Report Overview

Latest research from Prof Kathy Sylva, Prof Pam Sammons and their team at the University of Oxford has used administrative data, a survey of local authorities and a series of case studies to paint a picture of what has happened to children’s centres across England. It shows decline, both in numbers and services, but also adaptation and a struggle to survive.

A key initiative under the last Labour government, Sure Start children’s centres bring together services for young children and their families and act as the gateway to more specialised provision. From 2005 onwards, responsibility for children’s centres was increasingly devolved to local authority level and under the coalition government after 2010, the budget was no longer ring-fenced, but merged with other programmes. By 2013, national guidance on the ‘core purpose’ of children’s centres shifted focus to targeting ‘high need’ families, rather than open access to universal services.
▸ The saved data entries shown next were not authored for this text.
PR #12366, opened 2026-02-16
Global clippy setup for all crates

Byron:
This helps to get lints for low-effort-high-value lints that improve readability.

Motivated by wanting more readable format strings, and help AI to avoid the less readable variants.

### DIFF
--- a/Cargo.toml
+++ b/Cargo.toml
@@ -276,6 +276,12 @@ crossterm = "0.28"
 self_cell = "1.2.2"
 unicode-segmentation = "1.12.0"
 
+[workspace.lints.clippy]
+all = "deny"
+perf = "deny"
+correctness = "deny"
+uninlined_format_args = "deny"
+
 [profile.release]
 # There are no overrides here as we optimise for fast release builds,
 # which are used when building locally and when making Nightly builds.
--- a/Cargo.toml
+++ b/Cargo.toml
@@ -278,8 +278,8 @@ unicode-segmentation = "1.12.0"
 
 [workspace.lints.clippy]
 all = "deny"
-perf = "deny"
-correctness = "deny"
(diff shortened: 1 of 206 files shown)


Byron (commented):
I didn't look at all changes, but what's really changed is the Cargo.toml updates needed to get Clippy workspace configuration going, and the new lint auto-fix to encourage inline variables where possible.

Cargo.toml
```diff
@@ -276,6 +276,12 @@ crossterm = "0.28"
 self_cell = "1.2.2"
 unicode-segmentation = "1.12.0"
 
+[workspace.lints.clippy]
+all = "deny"
+perf = "deny"
+correctness = "deny"
+uninlined_format_args = "deny"
```
Caleb-T-Owens, line 283: Could you clarify what `all` followed by `perf` and `correctness` means? Does `all` already encompass those?

Caleb-T-Owens:
@Byron, while we're putting together this PR that formats the codebase in a fairly widespread way, could you please revert the line length to the default?

Byron:
Oh right, we didn't talk about it during the Summit at all.
I'd like to keep that separate from this PR though.

Regarding line length, I'd like to hand the decision on how to best proceed over to @krlvi. Something I want to avoid is to have reversal based on principle, which I support, just to later find it should be brought back based on merit. Also, I want to be done with it, so resolving this sooner rather than later would be my preference.

Cargo.toml
Byron: Thanks for the review!
I didn't question this as it was already present, but now that I did (A)I could verify that `all` includes `perf` and `correctness`.
Now there is another note to show how to see more lints if one wanted to.

Caleb-T-Owens (approved):

PR #12367, opened 2026-02-16
Stack Entry: Carry associated review information

estib-vega:
Stack entries also know the associtated forge review ID.

This makes it easier to check whether a branch has an associated PR already.

### DIFF
--- a/crates/but-workspace/src/legacy/stacks.rs
+++ b/crates/but-workspace/src/legacy/stacks.rs
@@ -52,6 +52,15 @@ fn id_from_name_v2_to_v3_opt(
     }))
 }
 
+/// Get the associated forge review information out of the metadata, if any.
+fn review_id_from_meta(
+    name: &gix::refs::FullNameRef,
+    meta: &VirtualBranchesTomlMetadata,
+) -> anyhow::Result<Option<usize>> {
+    let pull_request = meta.branch_opt(name)?.and_then(|ref_meta| ref_meta.review.pull_request);
+    Ok(pull_request)
+}
+
 /// Returns the list of branch information for the branches in a stack.
 pub fn stack_heads_info(stack: &Stack, repo: &gix::Repository) -> anyhow::Result<Vec<StackHeadInfo>> {
     let branches = stack
@@ -62,6 +71,7 @@ pub fn stack_heads_info(stack: &Stack, repo: &gix::Repository) -> anyhow::Result
             let tip = branch.head_oid(repo).ok()?;
             Some(StackHeadInfo {
                 name: branch.name().to_owned().into(),
+                review_id: branch.pr_number,
                 tip,
                 is_checked_out: false,
             })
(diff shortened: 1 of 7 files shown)


estib-vega:
Sorry for the reviewers, this was supposed to be a draft

crates/but-workspace/src/legacy/ui.rs
```diff
@@ -18,6 +18,8 @@ pub struct StackHeadInfo {
     #[serde(with = "but_serde::object_id")]
     #[cfg_attr(feature = "export-ts", ts(type = "string"))]
     pub tip: gix::ObjectId,
+    /// The associated forge review with this branch, e.g. GitHub PRs or GitLab MRs
+    pub review_id: Option<usize>,
     /// If `true`, then this head is checked directly so `HEAD` points to it, and this is only ever `true` for a single head.
     /// This is `false` if the worktree is checked out.
     pub is_checked_out: bool,
```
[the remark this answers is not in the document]
estib-vega: It's an optional field.

crates/but/src/command/legacy/forge/review.rs
```diff
@@ -169,19 +169,25 @@ async fn ensure_forge_authentication(ctx: &mut Context) -> Result<(), anyhow::Er
 fn get_branches_without_prs(
     review_map: &std::collections::HashMap<String, Vec<but_forge::ForgeReview>>,
     applied_stacks: &[but_workspace::legacy::ui::StackEntry],
-) -> Vec<String> {
+) -> anyhow::Result<Vec<String>> {
     let mut branches_without_prs = Vec::new();
```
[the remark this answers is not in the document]
estib-vega: doesn't make sense

crates/but-workspace/src/legacy/stacks.rs
```diff
@@ -52,6 +52,15 @@ fn id_from_name_v2_to_v3_opt(
     }))
 }
 
+/// Get the associated forge review information out of the metadata, if any.
+fn review_id_from_meta(
+    name: &gix::refs::FullNameRef,
+    meta: &VirtualBranchesTomlMetadata,
+) -> anyhow::Result<Option<usize>> {
+    let ref_meta = meta.branch(name)?;
```
Caleb-T-Owens: Should this use `meta.branch_opt`. just `.branch` will error if there isn't a corresponding `virtual_branches.toml` entry.

Since it seems like the only time we call this function is in the case where we haven't already found the `virtual_branches.toml` entry, it seems quite likely that this will cause unexpected errors.

estib-vega: Oooh didn't know that, thanks!

estib-vega: Fixed 👍

Caleb-T-Owens (approved):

The result has been to move children’s centres away from the original idea of an open access neighbourhood centre. ‘Stop Start’ highlights how services are now much more thinly spread and as national direction has weakened, provision has diversified. Local authorities now employ a variety of strategies to survive in an environment of declining resources and loss of strategic direction.

1,000

The number of Sure Start centres that have closed since 2009.

84%

The proportion of local authorities citing financial pressures as the reason for closures.

35%

Over a third of Sure Start centres provide a range of ten or more services.

Key Findings
  • The national database recorded a 14% drop in centre numbers between 2009 and October 2017. However, there is no clear definition of a ‘children’s centre’ and therefore many closures announced locally were not yet reflected in the database: our survey showed a 16% drop. If we only count ‘registered centres’, the drop since 2009 was more than 30%, suggesting that more than 1,000 centres nationally might have closed.
  • By 2017, sixteen authorities closing 50% or more of their centres accounted for 55% of the total number of closures nationally. Six authorities (West Berkshire, Camden, Stockport, Bromley, Oxfordshire and Staffordshire) had closed more than 70% of their centres. Despite this reduction, the proportion of centres in the 30% most disadvantaged areas remained constant from 2009 to 2017 at just over 50%. So, numbers dropped but the focus on disadvantaged areas remained.
  • More centres operate on a part-time basis only and the number of services has fallen. While most centres still offer open access services to families of all backgrounds, these have been reduced, restricted to fewer centres or to fewer sessions. Six out of ten local authorities reported most centres were open full-time; but few or none were open full-time in almost one in five authorities. Reduced services were reported by 55% of local authorities, with only 35% providing a range of ten or more services.
  • Financial pressures came top in 84% of local authorities as a principal driver of change in recent years. This financial squeeze since the removal of ring-fencing is intensifying, with 69% of authorities reporting a budget decrease in the last two years.
  • ‘Change of focus’ came a close second (80%) as a driver of change. This was not just a move towards greater targeting of individual high need families and away from open access. It was also a way of integrating children’s centres into a wider package of ‘early help’ as part of local teams with a much wider age range (0-19), with more than 40% of authorities extending the age range to include school age children.
  • Changed national and local priorities have played a part. The suspension of Ofsted inspections and the lack of any national guidance since 2013 on the purpose of children’s centres were seen in our survey as reducing the importance of children’s centres. The effect was to reduce the strength of children’s centres in local authority priorities.
Recommendations
  1. The government should complete the long-promised review of the children’s centre programme to confirm its national importance and overall purpose with national guidelines. This could stop the piecemeal local closure of centres which is creating a postcode lottery of provision.
  2. The central purpose of children’s centres to promote positive child and family development primarily for the 0-5 age group should be stressed. Focusing on this age group underlines the importance of the early years in child development. Linking children’s centres closely to local nursery or primary schools fits closely with this developmental focus for children’s centres.
  3. Children’s centres should reconnect with their original purpose. Shifting the balance too far towards referred children and families, away from open access, and merging children’s centres into preventative teams working with a very much wider age group, serves a very different function and requires very different skills. It does not seem to fit well under the label of a local ‘children’s centre’. A good mix of children is important for social mobility and children’s social development.
  4. A national register of children’s centres should be maintained which establishes minimum levels of provision for inclusion. Clear criteria of what constitutes a ‘children’s centre’ should be established. Better and more up to date data should be collected and published nationally on all children’s centres.
  5. Once the review is completed, the government should consider re-establishing inspections of a set of core services, to embed children’s centres as a national programme, and ensure accountability and quality of service delivery.